### ACTIVITY
Transcribe the data below verbatim from the line with "inconsistency.)" to the line with "it at /static/published-projects/wfdbcal.". Include both of those lines.

### MATERIAL FOR THIS TASK
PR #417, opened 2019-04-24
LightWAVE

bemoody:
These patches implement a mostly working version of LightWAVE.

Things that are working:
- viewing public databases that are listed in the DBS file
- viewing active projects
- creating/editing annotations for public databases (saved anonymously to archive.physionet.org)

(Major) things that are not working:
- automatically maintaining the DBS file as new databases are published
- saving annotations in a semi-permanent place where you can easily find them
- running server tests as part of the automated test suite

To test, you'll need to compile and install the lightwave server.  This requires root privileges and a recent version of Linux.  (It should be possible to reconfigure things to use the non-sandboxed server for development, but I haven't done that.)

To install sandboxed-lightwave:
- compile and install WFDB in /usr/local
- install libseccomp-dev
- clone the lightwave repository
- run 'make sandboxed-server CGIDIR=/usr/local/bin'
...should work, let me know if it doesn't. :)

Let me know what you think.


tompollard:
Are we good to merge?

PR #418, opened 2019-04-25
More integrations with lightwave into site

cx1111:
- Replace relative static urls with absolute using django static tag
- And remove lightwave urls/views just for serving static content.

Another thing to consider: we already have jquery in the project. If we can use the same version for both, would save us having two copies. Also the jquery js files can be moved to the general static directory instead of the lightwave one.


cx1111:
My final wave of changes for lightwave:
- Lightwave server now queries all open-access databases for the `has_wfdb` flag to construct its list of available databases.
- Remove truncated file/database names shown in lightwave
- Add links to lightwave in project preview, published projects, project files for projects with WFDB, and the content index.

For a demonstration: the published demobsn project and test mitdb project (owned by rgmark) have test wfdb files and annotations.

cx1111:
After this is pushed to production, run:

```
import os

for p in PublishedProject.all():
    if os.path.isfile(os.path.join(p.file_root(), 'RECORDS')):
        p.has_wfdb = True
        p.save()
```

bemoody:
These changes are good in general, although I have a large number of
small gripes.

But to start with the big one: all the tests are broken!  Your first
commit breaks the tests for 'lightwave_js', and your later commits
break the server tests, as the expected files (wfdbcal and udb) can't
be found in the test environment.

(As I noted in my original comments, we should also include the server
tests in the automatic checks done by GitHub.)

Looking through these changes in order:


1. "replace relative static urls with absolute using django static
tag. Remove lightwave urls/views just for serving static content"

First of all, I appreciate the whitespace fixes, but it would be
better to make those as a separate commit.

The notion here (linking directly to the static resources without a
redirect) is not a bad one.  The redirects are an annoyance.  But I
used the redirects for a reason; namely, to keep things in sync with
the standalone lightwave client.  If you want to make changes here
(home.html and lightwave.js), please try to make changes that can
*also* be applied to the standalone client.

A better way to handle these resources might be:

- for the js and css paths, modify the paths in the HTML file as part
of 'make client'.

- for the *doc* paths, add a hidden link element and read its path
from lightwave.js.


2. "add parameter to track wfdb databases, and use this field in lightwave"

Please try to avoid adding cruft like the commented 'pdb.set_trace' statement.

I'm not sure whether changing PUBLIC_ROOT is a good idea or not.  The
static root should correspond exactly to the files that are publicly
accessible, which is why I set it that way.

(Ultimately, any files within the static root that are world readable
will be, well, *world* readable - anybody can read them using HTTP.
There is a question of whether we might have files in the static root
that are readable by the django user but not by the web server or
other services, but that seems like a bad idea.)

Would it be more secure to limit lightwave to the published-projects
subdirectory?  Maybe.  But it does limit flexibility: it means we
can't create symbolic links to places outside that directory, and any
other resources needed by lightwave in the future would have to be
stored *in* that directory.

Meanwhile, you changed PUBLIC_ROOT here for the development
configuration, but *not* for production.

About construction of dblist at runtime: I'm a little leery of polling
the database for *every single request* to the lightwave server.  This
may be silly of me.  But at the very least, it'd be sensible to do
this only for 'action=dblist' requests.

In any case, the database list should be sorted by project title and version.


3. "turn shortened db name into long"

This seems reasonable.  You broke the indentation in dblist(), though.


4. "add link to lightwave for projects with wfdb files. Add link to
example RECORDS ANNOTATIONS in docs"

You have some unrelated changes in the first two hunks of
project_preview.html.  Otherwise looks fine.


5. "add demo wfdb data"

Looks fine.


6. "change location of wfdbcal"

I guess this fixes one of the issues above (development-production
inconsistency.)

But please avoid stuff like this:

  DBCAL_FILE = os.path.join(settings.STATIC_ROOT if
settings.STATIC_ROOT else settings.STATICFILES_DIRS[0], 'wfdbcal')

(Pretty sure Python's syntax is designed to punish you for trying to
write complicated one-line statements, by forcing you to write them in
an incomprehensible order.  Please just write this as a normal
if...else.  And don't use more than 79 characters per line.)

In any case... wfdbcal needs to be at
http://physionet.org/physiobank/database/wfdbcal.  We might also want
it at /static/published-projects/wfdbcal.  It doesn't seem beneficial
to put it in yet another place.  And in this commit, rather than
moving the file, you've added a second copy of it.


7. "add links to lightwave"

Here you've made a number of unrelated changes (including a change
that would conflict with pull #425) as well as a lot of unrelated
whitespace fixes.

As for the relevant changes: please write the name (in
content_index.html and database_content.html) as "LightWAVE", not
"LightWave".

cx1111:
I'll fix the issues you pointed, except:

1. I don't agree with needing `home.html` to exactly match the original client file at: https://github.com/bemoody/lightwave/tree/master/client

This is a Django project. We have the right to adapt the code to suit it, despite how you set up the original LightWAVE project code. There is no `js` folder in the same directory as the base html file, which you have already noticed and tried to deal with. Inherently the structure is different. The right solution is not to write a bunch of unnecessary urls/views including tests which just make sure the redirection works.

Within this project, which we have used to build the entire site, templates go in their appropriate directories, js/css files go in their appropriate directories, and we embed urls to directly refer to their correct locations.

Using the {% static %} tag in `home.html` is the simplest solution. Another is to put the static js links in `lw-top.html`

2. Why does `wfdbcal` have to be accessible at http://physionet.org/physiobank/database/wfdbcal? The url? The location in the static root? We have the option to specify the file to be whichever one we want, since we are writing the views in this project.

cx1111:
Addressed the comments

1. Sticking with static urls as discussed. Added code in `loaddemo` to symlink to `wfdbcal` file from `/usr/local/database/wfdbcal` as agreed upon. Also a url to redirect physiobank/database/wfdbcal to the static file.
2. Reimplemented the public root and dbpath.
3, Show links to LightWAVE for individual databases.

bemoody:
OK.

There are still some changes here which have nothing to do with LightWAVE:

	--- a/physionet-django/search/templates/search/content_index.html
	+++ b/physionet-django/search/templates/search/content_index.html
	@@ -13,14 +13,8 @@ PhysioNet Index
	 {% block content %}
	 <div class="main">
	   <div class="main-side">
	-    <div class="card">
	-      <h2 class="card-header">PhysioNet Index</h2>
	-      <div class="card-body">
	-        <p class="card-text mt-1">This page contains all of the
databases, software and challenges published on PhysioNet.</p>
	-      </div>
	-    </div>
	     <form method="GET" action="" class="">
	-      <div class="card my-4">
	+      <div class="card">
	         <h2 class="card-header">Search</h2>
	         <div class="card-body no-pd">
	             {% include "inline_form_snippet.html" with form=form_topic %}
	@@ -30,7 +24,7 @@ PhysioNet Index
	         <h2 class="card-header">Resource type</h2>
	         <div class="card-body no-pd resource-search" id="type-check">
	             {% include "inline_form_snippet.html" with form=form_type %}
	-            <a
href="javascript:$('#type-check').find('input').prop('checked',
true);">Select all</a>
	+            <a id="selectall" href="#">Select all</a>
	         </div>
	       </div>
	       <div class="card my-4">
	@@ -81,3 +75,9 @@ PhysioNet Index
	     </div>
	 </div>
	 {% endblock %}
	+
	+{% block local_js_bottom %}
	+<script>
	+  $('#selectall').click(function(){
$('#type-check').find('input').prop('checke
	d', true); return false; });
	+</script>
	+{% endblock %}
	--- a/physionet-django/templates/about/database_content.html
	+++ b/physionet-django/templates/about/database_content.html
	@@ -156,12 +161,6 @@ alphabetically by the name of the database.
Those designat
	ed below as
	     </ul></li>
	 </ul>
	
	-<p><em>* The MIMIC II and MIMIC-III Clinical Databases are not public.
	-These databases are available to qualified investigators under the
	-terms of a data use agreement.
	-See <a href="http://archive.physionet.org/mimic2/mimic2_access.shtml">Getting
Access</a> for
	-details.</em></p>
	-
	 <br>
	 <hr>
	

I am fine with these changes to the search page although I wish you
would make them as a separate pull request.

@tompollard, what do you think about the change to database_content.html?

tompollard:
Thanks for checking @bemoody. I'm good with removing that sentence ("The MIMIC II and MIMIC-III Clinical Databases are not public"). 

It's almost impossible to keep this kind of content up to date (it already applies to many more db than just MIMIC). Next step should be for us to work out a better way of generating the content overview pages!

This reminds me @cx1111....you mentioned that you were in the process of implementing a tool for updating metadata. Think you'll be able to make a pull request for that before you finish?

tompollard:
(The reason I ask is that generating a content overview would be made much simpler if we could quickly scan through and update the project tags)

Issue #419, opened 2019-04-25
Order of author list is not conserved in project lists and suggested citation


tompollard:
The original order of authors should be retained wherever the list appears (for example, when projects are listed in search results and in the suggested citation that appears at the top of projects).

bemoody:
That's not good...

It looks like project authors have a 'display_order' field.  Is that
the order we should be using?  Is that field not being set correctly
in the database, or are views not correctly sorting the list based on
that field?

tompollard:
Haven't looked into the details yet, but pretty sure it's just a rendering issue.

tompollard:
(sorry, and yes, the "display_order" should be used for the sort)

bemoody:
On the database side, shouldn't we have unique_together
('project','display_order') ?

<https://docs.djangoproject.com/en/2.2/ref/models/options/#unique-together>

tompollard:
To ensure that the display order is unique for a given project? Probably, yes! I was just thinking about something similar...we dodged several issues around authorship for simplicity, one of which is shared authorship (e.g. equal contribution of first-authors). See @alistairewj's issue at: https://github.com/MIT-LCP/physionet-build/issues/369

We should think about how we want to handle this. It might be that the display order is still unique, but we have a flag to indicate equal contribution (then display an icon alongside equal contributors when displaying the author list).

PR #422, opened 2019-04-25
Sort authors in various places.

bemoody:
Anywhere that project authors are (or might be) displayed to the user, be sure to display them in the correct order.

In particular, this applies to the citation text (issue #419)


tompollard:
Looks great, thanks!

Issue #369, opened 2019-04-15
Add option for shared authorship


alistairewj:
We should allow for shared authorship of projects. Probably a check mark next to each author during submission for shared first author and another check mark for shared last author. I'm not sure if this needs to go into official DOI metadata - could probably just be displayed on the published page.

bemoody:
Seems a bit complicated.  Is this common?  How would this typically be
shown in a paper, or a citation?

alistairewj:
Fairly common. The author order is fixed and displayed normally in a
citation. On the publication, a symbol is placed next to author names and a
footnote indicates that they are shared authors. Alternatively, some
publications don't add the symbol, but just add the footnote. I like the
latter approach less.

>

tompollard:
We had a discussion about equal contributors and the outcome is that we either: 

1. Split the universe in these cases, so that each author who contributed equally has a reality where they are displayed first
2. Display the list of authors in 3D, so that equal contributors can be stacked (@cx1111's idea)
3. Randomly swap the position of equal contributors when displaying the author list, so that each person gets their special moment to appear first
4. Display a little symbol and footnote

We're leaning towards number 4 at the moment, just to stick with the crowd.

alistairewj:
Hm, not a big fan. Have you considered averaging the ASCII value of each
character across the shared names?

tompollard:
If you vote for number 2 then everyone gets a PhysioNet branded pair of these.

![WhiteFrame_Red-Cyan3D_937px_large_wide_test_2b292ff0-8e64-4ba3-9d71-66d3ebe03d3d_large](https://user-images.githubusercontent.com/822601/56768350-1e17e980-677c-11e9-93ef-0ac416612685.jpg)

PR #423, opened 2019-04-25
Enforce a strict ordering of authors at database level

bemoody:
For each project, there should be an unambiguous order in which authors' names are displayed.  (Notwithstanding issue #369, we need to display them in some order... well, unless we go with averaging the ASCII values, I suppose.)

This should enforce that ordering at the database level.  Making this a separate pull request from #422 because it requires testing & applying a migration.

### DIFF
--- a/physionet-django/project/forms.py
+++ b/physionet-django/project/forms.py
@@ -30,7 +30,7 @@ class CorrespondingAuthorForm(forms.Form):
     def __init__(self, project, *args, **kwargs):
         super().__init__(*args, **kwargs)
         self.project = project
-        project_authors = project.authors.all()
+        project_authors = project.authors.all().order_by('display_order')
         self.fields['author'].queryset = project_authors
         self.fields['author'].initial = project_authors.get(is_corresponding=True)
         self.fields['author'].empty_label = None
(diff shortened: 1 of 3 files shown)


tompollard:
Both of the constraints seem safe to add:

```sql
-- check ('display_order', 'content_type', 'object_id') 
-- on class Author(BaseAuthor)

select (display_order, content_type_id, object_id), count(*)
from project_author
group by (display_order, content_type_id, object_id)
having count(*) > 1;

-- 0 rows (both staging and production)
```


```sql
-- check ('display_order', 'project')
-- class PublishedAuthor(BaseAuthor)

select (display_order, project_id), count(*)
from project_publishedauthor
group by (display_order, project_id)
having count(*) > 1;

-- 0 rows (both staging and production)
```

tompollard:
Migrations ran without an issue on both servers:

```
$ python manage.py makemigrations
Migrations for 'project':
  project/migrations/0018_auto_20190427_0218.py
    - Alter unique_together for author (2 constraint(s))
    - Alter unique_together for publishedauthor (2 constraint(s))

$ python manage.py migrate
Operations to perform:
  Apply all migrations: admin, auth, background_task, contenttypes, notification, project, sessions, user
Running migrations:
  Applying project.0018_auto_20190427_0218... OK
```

---

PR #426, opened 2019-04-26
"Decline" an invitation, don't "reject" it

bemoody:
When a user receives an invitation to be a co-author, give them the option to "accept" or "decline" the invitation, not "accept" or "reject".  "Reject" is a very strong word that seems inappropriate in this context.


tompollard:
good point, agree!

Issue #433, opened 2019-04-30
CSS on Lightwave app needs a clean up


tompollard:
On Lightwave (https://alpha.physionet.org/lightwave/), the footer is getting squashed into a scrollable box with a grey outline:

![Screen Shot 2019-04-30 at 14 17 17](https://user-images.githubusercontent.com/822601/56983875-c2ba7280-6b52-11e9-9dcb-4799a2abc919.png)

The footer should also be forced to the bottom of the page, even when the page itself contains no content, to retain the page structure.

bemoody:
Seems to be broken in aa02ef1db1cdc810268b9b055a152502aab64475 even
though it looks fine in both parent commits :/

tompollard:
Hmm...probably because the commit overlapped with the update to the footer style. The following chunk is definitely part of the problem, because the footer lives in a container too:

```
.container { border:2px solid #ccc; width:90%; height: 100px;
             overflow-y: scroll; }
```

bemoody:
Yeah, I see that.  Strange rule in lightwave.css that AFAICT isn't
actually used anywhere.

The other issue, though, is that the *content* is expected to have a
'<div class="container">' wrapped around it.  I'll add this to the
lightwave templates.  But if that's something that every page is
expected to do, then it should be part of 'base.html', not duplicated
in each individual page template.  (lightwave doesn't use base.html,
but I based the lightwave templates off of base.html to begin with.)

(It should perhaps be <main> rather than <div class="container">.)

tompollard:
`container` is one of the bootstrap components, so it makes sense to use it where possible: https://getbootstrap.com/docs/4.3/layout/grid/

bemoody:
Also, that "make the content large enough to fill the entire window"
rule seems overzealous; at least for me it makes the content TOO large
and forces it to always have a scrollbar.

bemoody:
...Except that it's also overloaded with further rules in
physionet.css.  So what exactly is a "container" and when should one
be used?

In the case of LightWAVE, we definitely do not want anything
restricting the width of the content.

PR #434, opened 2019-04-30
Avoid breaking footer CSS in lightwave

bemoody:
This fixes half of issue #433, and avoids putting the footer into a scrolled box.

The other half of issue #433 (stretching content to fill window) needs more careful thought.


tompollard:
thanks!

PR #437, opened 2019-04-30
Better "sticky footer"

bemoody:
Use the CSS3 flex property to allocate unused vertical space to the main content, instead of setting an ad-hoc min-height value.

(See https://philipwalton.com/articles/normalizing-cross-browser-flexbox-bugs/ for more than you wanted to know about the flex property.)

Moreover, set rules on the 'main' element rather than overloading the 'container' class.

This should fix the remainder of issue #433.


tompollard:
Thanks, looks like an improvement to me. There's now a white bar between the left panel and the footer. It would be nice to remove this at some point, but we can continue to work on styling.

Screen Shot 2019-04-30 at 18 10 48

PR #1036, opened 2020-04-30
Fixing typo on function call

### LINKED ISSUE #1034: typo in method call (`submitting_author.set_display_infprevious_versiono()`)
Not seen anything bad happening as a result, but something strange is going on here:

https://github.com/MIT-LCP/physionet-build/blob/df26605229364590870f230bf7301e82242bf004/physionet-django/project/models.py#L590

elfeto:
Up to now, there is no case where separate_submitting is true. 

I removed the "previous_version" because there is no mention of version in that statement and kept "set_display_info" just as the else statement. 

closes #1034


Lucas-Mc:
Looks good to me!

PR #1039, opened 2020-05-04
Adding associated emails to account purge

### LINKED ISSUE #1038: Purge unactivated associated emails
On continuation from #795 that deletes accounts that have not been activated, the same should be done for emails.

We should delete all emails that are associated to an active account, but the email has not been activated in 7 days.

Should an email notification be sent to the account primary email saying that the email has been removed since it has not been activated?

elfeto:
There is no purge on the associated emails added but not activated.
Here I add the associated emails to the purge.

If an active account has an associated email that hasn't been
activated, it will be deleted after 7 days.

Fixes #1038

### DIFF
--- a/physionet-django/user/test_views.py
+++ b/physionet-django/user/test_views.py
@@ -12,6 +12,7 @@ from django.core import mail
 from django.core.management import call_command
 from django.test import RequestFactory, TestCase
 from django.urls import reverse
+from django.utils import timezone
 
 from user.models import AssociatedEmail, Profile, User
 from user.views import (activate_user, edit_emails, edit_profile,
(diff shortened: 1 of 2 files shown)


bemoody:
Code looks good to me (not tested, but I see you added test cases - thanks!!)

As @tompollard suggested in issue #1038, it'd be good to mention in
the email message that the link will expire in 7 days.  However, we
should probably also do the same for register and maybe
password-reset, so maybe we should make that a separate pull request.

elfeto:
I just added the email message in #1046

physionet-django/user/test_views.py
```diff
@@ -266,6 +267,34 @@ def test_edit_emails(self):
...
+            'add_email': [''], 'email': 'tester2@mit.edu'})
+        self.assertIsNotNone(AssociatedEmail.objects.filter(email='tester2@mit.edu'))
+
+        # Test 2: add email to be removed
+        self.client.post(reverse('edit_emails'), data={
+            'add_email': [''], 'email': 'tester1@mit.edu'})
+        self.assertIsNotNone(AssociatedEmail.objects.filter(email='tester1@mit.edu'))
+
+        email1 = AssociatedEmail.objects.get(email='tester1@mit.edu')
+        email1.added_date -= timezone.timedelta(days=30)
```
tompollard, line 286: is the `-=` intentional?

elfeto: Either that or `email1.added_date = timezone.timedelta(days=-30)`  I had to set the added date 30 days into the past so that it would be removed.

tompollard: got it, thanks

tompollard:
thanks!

--

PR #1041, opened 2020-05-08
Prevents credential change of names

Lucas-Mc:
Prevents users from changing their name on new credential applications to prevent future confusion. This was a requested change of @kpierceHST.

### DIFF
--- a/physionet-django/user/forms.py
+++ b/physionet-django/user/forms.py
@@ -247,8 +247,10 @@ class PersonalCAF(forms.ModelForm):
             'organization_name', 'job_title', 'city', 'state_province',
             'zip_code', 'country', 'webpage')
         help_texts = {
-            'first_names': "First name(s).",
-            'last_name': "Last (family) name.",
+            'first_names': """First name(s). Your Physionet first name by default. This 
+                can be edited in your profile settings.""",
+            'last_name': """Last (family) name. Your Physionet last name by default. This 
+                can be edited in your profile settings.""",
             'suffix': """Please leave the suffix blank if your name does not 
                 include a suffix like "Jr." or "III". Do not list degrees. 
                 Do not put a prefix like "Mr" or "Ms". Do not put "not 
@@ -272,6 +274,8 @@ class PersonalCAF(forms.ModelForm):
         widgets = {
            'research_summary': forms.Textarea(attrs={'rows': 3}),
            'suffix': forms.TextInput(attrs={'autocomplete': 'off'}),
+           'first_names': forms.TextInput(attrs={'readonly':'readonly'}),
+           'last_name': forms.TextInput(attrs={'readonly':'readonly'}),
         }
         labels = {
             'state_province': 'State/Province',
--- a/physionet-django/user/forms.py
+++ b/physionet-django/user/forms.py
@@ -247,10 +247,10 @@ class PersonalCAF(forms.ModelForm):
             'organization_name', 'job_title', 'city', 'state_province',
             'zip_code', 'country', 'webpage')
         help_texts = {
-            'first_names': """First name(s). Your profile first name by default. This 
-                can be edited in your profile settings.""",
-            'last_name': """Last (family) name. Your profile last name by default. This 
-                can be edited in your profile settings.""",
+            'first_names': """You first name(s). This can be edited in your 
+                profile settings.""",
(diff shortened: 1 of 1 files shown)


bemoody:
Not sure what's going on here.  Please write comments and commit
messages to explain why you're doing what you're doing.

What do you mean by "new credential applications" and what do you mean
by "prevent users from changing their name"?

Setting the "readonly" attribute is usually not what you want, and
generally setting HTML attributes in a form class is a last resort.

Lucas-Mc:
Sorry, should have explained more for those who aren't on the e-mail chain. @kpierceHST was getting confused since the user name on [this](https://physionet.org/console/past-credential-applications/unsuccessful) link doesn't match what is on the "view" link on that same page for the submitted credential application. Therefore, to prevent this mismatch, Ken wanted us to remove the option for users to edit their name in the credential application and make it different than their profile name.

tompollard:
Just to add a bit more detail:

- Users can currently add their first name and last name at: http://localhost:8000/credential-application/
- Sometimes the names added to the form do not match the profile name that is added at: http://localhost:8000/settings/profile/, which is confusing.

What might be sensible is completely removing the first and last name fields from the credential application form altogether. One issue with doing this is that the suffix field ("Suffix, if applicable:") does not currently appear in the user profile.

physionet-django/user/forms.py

### FINISHED TASK
inconsistency.)

But please avoid stuff like this:

  DBCAL_FILE = os.path.join(settings.STATIC_ROOT if
settings.STATIC_ROOT else settings.STATICFILES_DIRS[0], 'wfdbcal')

(Pretty sure Python's syntax is designed to punish you for trying to
write complicated one-line statements, by forcing you to write them in
an incomprehensible order.  Please just write this as a normal
if...else.  And don't use more than 79 characters per line.)

In any case... wfdbcal needs to be at
http://physionet.org/physiobank/database/wfdbcal.  We might also want
it at /static/published-projects/wfdbcal.  It doesn't seem beneficial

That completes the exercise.